> Action item: Restate the whole of the data verbatim, omitting nothing.

> Given data:
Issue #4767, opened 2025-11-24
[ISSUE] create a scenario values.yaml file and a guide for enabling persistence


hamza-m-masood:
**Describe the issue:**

> Exercise solution:
Issue #4767, opened 2025-11-24
[ISSUE] create a scenario values.yaml file and a guide for enabling persistence


hamza-m-masood:
**Describe the issue:**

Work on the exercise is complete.